> [Assignment] In the records below, begin at the line that has "My agent tested" and stop after the line that has "I didn't test on a physical Android."; quote those lines verbatim and nothing more.

-------------------------

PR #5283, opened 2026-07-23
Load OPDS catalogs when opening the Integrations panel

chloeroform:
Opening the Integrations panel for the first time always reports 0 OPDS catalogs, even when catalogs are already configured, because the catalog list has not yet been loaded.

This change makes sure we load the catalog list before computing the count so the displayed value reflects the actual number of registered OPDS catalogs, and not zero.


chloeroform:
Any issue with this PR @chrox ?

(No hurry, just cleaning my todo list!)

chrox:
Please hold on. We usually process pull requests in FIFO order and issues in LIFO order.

-------------------------

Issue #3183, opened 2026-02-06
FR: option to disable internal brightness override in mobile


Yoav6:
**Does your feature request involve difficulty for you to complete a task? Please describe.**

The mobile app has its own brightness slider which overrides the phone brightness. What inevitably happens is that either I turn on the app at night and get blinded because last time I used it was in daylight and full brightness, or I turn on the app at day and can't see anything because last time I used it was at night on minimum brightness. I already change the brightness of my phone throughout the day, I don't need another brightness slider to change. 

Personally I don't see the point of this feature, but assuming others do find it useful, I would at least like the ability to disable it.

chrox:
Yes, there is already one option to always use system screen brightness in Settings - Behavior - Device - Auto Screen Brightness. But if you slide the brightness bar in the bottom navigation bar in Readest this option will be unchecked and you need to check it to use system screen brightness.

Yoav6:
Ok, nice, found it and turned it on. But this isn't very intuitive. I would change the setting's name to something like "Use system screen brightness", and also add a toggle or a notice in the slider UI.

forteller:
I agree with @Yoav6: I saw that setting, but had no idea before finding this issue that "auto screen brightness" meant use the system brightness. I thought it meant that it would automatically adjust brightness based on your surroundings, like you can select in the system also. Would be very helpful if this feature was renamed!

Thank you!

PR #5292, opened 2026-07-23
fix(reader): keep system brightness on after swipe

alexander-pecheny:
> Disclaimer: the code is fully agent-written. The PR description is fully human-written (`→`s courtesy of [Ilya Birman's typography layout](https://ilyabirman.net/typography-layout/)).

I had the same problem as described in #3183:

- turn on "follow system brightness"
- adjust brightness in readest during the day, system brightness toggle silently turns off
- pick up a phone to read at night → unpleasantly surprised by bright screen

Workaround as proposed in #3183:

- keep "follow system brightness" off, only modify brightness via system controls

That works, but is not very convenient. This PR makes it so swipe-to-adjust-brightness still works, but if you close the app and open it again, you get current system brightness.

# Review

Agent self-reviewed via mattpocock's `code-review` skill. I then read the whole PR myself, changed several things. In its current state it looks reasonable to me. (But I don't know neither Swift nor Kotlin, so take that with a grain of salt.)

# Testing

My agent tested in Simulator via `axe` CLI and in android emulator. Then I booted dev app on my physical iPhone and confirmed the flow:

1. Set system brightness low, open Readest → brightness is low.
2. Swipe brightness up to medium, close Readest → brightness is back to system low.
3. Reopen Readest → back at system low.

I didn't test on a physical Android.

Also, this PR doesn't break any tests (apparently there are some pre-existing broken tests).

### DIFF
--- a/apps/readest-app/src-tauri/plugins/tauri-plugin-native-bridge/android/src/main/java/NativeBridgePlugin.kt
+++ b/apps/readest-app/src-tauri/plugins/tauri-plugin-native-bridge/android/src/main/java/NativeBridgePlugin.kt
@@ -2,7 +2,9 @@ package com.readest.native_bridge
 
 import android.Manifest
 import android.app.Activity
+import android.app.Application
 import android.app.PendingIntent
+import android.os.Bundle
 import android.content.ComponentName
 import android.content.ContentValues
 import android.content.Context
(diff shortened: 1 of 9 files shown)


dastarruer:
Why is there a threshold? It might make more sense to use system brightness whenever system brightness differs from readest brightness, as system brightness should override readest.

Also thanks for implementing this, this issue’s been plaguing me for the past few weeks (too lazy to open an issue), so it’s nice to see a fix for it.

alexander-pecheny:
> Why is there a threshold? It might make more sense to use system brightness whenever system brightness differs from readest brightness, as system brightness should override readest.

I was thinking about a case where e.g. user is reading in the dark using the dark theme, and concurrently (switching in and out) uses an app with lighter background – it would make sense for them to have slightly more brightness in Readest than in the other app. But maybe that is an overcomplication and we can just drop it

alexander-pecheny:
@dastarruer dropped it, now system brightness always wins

-------------------------

> [Answer for the task]
My agent tested in Simulator via `axe` CLI and in android emulator. Then I booted dev app on my physical iPhone and confirmed the flow:

1. Set system brightness low, open Readest → brightness is low.
2. Swipe brightness up to medium, close Readest → brightness is back to system low.
3. Reopen Readest → back at system low.

I didn't test on a physical Android.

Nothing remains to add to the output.